O agronegócio de Mato Grosso do Sul movimentou US$ 5,68 bilhões em exportações no primeiro semestre de 2026, alta de 12,4% em relação ao mesmo período do ano passado. O volume embarcado também avançou 7,9%, chegando a 10,15 milhões de toneladas. Com o resultado, o setor respondeu por cerca de 96% das exportações estaduais entre janeiro e junho.
O desempenho ocorre em um cenário de pressão sobre a renda do agronegócio brasileiro. Dados da Confederação da Agricultura e Pecuária do Brasil (CNA) e do Cepea/Esalq-USP apontam que o PIB do setor recuou 2,01% no primeiro trimestre de 2026. A retração foi puxada principalmente pelo ramo agrícola, que caiu 3,62%.
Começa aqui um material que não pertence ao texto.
PR #8295, opened 2019-06-12
Monitoring: Update noxfile.py

steinwaywhw:
The `GOOGLE_CLOUD_TESTS_VPCSC_OUTSIDE_PERIMETER_PROJECT` should be a project outside of the VPCSC perimeter. `PROJECT_ID` is a project inside the perimeter. Do not uncomment until we have a project for the second environment variable. Otherwise this wrong value is breaking the system tests of the VPCSC team.

### DIFF
--- a/monitoring/noxfile.py
+++ b/monitoring/noxfile.py
@@ -122,12 +122,12 @@ def system(session):
     session.install("-e", ".")
 
     # Additional setup for VPCSC system tests
-    env = {
-        "PROJECT_ID": "secure-gcp-test-project-4",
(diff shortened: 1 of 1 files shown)


busunkim96:
Hi @steinwaywhw, I think this was my mistake when I set the environment variables. 

Would a setup like this result in the tests running correctly?

PROJECT_OUTISDE -> the default project we use for tests in this repo (outside the perimeter)
PROJECT_INSIDE -> secure-gcp-test-project

steinwaywhw:
Hi @busunkim96 no worries. Yes, your suggested value for the environment variables would work.

tseaver:
Superseded by #8302.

Segundo o levantamento, a queda dos preços está entre os principais fatores que pressionam a renda do setor, mesmo com o aumento da produção em algumas atividades. Em Mato Grosso do Sul, porém, cadeias como soja, carne bovina e biocombustíveis apresentam resultados positivos.
Soja lidera exportações
A soja foi o principal produto do agronegócio sul-mato-grossense no mercado externo no primeiro semestre. As vendas somaram US$ 1,98 bilhão, crescimento de 30,5% sobre o mesmo período de 2025. O volume exportado aumentou 21,4%, e o grão respondeu por 34,8% da receita obtida pelo agro estadual.
O resultado acompanha o avanço da produção. Na safra 2025/26, Mato Grosso do Sul colheu 16,744 milhões de toneladas de soja, alta de 19% em relação ao ciclo anterior. A produtividade aumentou 16,5%, chegando a 60,4 sacas por hectare, enquanto a área cultivada cresceu 2,1%.
No mercado nacional, apesar da expansão da produção, a queda das cotações continua pressionando a atividade. Segundo a Conab, a produção brasileira avançou 5,3%. Já CNA e Cepea projetam redução de 9,18% nos preços e queda de 4,60% no valor bruto da produção.
Carne bovina amplia vendas
A carne bovina também ganhou espaço nas exportações de Mato Grosso do Sul. No primeiro semestre, a proteína gerou US$ 1,17 bilhão, aumento de 47,9% na receita, enquanto o volume embarcado cresceu 23,4%.
A cadeia respondeu por 20,6% das exportações do agronegócio estadual, mesmo com a redução de 1,6% no número de bovinos abatidos no período. Foram 2,09 milhões de animais, ante 2,12 milhões no primeiro semestre anterior.
No cenário brasileiro, a bovinocultura de corte foi a única atividade pecuária acompanhada pela CNA e pelo Cepea a apresentar crescimento no valor bruto da produção, com alta de 3,49%. A demanda aquecida, principalmente no mercado internacional, aparece entre os fatores que sustentam o desempenho.
Etanol de milho cresce 33,9%
Entre os biocombustíveis, o etanol de milho é outro destaque em Mato Grosso do Sul. A produção total de etanol no Estado deve chegar a 4,93 bilhões de litros na safra 2025/26, avanço de 12% em relação ao ciclo anterior.
O crescimento é impulsionado pelo combustível produzido a partir do milho, cuja produção deve saltar 33,9%, de 1,59 bilhão para 2,13 bilhões de litros. Já o etanol de cana-de-açúcar deve permanecer praticamente estável, com variação negativa de 0,33%.
A expansão acompanha uma tendência nacional. CNA e Cepea estimam crescimento de 9,67% no valor da produção de biocombustíveis em 2026, acompanhado por aumento de 8,49% na produção. A ampliação da capacidade produtiva está entre os fatores que favorecem o avanço do etanol de milho no país.
Com o desempenho das principais cadeias, o agronegócio mantém papel central na economia e no comércio exterior de Mato Grosso do Sul. Mesmo diante da pressão sobre preços e renda no cenário nacional, soja, carne bovina e etanol de milho ajudam a sustentar o crescimento das exportações estaduais em 2026.